--- What is required ---
Transcribe the data exactly, stopping after the "c. Notice some" line.

--- Records shown ---

========

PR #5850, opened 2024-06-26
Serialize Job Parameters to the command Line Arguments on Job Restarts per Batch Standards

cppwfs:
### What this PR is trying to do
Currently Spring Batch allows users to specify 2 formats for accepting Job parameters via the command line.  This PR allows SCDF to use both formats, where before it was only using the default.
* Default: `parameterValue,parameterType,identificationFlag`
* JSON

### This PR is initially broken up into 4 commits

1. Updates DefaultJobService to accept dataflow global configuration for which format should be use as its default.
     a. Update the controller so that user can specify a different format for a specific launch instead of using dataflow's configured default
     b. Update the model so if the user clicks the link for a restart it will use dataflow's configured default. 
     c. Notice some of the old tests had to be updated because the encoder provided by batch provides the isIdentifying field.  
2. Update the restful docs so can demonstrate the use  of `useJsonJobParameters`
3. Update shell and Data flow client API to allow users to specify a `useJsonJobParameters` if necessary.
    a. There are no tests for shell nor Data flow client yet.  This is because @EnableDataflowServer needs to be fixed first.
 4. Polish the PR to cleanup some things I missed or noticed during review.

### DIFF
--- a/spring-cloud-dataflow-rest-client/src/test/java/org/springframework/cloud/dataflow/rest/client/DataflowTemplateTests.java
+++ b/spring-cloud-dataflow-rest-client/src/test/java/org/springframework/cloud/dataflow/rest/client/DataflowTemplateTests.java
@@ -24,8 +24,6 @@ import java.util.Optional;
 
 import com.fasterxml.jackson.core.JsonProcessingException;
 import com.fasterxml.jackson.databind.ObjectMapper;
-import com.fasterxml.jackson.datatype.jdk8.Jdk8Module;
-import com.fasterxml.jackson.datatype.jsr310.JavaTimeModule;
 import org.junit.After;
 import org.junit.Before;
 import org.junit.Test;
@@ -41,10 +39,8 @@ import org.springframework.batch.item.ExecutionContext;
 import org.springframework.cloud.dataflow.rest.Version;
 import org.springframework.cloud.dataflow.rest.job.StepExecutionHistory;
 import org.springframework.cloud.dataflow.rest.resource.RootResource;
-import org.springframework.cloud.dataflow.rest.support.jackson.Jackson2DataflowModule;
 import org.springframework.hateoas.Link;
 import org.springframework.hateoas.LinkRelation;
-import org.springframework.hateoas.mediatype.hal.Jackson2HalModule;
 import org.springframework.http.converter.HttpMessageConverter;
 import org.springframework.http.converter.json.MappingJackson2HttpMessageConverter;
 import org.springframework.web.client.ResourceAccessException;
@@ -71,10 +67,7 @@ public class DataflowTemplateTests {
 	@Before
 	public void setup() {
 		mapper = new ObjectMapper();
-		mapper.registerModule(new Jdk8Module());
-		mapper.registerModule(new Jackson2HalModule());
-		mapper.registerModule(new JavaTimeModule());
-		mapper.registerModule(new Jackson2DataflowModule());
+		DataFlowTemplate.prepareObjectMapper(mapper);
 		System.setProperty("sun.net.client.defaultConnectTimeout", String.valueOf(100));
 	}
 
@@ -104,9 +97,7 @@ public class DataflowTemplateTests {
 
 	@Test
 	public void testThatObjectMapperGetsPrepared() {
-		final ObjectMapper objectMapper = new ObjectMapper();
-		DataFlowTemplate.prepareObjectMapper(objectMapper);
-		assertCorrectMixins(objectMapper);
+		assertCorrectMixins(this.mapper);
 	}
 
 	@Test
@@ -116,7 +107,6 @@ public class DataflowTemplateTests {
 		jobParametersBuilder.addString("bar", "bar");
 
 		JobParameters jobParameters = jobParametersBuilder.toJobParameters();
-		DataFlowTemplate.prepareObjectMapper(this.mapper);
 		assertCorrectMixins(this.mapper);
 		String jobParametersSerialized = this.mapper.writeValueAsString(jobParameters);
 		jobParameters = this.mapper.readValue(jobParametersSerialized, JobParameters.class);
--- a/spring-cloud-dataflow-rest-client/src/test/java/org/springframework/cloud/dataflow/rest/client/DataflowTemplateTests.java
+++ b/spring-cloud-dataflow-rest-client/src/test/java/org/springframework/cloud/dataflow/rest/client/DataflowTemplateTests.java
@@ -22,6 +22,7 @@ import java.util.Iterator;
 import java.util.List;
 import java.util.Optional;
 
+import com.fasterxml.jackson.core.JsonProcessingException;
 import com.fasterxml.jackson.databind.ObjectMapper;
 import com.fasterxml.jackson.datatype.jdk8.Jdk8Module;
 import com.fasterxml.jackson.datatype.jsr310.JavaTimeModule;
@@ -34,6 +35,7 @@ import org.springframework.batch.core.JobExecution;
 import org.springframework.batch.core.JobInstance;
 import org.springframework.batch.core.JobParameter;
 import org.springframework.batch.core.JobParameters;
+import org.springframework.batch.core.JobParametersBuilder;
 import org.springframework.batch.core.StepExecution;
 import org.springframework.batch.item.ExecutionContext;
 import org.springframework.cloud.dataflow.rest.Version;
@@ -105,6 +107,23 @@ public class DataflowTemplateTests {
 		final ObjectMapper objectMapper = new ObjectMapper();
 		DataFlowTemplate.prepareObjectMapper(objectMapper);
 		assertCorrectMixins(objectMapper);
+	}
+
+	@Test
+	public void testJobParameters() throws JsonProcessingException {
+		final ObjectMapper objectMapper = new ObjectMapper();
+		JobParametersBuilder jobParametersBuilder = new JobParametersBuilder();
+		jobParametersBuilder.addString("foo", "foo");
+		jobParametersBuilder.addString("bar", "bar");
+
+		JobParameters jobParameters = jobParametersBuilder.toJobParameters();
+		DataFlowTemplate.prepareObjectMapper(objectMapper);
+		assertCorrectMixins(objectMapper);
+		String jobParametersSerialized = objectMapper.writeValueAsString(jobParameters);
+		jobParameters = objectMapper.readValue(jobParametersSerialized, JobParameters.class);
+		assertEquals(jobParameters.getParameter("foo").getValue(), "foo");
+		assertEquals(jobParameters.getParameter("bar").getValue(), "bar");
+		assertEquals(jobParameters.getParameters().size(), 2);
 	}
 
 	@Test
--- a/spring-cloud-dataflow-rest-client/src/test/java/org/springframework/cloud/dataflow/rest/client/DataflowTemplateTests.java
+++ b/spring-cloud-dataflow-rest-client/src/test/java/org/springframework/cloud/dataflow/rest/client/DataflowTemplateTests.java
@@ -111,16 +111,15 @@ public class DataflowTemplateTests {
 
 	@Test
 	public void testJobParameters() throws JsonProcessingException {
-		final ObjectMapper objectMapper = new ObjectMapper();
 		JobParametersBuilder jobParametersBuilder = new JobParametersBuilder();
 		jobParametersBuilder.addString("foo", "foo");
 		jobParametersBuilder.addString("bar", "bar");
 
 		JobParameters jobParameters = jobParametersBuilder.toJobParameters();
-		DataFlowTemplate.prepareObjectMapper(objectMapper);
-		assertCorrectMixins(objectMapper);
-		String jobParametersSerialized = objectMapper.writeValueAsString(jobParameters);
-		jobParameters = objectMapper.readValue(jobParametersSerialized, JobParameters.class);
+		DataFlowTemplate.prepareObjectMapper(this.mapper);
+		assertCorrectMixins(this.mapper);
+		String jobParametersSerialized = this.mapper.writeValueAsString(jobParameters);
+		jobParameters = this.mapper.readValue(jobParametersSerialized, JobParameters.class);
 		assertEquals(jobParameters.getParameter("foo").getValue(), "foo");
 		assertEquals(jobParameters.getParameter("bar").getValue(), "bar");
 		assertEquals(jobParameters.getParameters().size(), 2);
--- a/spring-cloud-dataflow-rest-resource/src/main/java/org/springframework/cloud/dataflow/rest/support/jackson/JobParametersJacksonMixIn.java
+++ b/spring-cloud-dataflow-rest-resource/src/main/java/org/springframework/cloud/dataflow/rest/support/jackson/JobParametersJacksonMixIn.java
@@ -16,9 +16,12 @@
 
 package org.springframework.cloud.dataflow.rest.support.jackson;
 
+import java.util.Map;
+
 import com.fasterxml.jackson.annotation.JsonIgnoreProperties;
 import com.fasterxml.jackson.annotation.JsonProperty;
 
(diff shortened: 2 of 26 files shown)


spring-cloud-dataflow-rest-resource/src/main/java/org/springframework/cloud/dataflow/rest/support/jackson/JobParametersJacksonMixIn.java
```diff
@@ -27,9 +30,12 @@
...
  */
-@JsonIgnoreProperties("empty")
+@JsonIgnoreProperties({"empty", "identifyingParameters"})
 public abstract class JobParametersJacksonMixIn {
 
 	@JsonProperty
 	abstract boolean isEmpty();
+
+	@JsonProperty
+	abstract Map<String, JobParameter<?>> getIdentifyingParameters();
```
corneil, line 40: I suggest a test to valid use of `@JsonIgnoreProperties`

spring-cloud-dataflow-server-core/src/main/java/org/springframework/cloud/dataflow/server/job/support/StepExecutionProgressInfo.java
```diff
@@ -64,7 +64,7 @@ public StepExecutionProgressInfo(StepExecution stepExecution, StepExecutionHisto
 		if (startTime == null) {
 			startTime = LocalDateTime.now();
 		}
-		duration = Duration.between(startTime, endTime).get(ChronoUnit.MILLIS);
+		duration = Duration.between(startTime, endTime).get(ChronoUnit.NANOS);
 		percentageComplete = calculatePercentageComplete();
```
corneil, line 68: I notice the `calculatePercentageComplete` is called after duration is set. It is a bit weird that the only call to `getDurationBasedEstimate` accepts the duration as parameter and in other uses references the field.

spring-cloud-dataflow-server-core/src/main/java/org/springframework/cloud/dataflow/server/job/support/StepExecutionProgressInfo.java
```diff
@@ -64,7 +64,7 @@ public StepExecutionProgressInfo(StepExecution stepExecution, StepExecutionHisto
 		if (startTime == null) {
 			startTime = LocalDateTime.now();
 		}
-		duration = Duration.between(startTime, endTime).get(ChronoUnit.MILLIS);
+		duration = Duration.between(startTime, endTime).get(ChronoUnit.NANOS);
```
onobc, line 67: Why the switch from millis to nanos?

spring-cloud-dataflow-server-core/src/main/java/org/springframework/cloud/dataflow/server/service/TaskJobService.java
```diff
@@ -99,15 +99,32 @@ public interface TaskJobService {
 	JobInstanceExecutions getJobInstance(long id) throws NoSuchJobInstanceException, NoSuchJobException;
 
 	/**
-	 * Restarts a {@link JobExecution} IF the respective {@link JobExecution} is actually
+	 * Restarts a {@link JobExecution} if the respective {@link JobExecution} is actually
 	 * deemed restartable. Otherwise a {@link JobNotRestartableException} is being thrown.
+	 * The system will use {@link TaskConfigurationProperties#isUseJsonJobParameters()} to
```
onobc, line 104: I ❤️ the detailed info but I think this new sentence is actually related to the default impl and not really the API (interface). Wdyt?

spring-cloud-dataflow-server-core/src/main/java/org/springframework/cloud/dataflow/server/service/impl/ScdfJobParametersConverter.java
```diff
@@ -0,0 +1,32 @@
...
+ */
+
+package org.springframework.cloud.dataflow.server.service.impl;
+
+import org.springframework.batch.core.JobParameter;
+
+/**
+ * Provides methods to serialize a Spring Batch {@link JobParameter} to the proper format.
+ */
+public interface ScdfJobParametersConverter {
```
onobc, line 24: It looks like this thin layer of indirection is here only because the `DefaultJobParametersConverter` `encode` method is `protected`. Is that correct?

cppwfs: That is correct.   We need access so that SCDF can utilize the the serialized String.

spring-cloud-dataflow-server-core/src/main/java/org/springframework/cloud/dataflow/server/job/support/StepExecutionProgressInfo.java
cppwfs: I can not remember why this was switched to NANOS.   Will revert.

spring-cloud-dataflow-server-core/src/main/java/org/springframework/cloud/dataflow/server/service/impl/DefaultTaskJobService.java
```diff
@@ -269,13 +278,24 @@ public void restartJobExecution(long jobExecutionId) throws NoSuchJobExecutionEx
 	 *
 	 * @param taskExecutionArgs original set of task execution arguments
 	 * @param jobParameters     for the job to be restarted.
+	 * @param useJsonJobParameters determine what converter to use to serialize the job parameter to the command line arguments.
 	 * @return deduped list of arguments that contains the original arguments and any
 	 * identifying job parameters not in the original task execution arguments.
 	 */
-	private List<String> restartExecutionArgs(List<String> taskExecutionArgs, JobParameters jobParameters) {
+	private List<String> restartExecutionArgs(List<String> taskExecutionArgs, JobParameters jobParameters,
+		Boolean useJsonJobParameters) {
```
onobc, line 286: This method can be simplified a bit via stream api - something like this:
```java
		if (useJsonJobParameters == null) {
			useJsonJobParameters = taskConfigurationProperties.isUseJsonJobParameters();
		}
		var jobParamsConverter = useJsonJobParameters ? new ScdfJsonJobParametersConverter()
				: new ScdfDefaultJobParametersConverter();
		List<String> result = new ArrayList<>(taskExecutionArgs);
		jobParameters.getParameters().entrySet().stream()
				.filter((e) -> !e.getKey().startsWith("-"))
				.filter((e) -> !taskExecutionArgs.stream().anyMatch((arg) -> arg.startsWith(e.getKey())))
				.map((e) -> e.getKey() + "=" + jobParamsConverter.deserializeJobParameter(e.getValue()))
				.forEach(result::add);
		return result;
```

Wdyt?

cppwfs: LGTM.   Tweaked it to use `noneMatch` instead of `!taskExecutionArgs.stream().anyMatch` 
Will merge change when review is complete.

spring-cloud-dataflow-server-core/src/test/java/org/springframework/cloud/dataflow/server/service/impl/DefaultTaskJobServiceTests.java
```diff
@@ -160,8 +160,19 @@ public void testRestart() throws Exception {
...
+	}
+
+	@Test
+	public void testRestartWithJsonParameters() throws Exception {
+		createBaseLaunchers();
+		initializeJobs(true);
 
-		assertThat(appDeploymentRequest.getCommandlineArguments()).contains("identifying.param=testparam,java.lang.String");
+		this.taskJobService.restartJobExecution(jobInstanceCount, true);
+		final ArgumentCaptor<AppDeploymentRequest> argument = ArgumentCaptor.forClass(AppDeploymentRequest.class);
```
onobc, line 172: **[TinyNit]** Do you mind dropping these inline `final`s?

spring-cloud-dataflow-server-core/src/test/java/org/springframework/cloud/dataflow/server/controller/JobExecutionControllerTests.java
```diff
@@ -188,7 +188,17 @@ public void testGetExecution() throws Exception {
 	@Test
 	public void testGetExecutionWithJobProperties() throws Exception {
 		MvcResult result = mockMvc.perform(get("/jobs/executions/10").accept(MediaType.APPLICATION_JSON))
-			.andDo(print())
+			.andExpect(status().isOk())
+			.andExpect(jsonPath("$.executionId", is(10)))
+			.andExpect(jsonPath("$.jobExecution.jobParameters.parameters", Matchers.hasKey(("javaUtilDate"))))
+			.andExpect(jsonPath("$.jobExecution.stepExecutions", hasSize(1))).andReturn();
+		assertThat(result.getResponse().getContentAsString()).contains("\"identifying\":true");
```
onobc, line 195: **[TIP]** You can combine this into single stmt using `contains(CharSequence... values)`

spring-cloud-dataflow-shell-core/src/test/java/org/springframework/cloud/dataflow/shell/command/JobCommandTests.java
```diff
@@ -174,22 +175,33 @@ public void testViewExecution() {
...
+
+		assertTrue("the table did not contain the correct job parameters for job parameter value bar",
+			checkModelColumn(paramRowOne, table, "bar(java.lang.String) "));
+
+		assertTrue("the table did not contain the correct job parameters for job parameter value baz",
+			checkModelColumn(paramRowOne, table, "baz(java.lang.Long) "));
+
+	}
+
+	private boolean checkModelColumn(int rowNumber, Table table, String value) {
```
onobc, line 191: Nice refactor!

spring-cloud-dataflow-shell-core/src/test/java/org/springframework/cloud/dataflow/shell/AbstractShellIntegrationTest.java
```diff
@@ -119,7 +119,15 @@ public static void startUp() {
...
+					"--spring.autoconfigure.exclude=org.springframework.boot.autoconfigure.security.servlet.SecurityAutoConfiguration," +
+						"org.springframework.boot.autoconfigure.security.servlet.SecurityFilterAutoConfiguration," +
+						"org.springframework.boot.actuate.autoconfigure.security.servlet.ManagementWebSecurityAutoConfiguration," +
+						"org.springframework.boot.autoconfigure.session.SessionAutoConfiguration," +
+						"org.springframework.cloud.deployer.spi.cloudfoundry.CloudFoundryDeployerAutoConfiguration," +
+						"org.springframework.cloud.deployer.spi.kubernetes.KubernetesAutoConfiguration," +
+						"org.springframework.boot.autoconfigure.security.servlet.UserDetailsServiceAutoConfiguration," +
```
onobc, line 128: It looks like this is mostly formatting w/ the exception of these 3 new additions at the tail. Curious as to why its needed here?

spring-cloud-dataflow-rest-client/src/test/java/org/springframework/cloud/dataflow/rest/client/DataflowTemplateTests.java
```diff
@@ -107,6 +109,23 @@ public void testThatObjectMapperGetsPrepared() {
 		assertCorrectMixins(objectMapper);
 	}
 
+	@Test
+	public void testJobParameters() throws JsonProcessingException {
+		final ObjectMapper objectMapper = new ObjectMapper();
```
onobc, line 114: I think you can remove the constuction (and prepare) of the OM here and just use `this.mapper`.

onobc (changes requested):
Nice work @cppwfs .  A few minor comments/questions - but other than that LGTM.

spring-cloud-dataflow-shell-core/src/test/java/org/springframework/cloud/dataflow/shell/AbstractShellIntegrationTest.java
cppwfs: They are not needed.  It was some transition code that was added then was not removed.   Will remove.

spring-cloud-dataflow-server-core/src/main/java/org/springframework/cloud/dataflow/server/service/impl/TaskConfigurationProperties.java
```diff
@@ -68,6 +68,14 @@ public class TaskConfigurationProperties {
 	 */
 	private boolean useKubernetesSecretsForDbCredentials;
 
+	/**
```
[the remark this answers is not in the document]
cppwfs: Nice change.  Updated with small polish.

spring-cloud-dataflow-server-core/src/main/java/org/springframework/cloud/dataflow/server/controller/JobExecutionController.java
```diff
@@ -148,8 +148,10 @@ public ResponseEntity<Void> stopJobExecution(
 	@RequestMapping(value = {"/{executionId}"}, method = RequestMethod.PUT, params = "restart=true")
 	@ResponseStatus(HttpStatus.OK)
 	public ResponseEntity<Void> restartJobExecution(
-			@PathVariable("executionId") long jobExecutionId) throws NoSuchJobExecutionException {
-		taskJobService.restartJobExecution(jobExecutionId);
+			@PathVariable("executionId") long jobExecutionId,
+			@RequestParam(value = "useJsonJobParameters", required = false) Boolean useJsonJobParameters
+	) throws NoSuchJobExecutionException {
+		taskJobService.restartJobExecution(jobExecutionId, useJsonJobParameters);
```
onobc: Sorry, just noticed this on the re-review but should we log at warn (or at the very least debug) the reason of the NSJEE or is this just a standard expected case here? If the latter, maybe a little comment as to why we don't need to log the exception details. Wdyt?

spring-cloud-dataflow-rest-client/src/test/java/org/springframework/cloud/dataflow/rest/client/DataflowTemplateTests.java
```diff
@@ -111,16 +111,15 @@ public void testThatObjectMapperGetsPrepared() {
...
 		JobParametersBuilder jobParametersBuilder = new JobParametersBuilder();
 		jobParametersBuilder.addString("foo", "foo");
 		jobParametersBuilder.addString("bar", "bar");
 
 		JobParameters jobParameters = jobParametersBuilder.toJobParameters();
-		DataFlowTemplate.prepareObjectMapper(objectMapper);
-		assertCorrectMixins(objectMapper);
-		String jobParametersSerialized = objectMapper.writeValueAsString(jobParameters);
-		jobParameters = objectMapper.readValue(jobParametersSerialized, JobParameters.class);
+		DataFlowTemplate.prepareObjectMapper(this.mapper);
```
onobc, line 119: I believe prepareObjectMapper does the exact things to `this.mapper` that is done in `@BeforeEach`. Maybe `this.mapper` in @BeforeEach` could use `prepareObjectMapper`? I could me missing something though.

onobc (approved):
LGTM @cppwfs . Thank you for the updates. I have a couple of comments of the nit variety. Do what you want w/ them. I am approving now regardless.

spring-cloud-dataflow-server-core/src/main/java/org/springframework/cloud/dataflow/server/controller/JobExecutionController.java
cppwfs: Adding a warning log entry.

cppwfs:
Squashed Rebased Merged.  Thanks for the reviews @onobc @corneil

========

--- Task response ---
PR #5850, opened 2024-06-26
Serialize Job Parameters to the command Line Arguments on Job Restarts per Batch Standards

cppwfs:
### What this PR is trying to do
Currently Spring Batch allows users to specify 2 formats for accepting Job parameters via the command line.  This PR allows SCDF to use both formats, where before it was only using the default.
* Default: `parameterValue,parameterType,identificationFlag`
* JSON

### This PR is initially broken up into 4 commits

1. Updates DefaultJobService to accept dataflow global configuration for which format should be use as its default.
     a. Update the controller so that user can specify a different format for a specific launch instead of using dataflow's configured default
     b. Update the model so if the user clicks the link for a restart it will use dataflow's configured default. 
     c. Notice some of the old tests had to be updated because the encoder provided by batch provides the isIdentifying field.  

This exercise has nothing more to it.